Scan the data for "shown" and copy each matching line.

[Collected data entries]
* * * * * * *
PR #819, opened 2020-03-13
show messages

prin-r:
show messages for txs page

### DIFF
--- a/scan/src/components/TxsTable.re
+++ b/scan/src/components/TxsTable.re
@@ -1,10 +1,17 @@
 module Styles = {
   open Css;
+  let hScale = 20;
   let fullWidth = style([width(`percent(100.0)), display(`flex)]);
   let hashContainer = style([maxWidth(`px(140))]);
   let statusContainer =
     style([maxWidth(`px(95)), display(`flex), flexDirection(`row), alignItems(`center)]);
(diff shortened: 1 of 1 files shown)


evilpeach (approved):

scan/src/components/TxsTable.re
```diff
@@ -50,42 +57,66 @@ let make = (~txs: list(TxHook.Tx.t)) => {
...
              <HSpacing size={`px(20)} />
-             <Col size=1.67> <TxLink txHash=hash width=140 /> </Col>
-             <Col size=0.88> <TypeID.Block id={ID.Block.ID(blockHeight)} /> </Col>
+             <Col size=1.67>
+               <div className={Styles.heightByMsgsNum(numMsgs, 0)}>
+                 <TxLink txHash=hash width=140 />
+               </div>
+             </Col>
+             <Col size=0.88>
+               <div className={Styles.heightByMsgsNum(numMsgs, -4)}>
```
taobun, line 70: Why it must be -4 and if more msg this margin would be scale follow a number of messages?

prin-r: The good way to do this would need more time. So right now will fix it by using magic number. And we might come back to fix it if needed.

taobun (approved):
* * * * * * *
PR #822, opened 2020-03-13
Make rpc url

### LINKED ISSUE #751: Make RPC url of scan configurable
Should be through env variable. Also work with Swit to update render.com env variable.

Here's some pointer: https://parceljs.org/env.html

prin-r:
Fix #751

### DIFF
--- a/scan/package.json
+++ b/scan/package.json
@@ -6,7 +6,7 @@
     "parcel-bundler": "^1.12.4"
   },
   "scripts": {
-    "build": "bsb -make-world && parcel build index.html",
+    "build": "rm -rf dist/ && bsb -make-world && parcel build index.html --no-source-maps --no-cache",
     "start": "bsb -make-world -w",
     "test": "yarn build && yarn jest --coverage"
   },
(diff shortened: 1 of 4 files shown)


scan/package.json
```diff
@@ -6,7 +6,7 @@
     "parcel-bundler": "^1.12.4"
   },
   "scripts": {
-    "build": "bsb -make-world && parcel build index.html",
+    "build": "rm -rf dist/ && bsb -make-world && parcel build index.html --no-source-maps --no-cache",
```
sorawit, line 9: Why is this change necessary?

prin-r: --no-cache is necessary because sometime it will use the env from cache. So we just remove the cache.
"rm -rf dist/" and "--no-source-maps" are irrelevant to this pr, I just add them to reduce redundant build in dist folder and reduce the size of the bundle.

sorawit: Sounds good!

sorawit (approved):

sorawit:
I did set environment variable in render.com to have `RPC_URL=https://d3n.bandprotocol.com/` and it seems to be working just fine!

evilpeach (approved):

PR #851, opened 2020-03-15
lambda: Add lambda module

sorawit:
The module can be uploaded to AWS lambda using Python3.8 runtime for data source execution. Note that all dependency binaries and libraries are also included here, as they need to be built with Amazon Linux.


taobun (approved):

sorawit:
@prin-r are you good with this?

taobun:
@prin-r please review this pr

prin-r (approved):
* * * * * * *
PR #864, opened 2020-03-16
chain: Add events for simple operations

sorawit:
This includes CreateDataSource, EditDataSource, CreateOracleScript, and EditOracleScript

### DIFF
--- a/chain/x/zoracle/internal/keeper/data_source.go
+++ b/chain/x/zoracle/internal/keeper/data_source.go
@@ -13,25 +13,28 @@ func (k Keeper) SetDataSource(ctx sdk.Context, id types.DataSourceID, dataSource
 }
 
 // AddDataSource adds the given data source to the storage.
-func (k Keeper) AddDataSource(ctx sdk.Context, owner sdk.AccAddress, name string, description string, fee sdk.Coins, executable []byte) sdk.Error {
* * * * * * *
▶ [TASK RESULT]
(diff shortened: 1 of 1 files shown)
(diff shortened: 1 of 4 files shown)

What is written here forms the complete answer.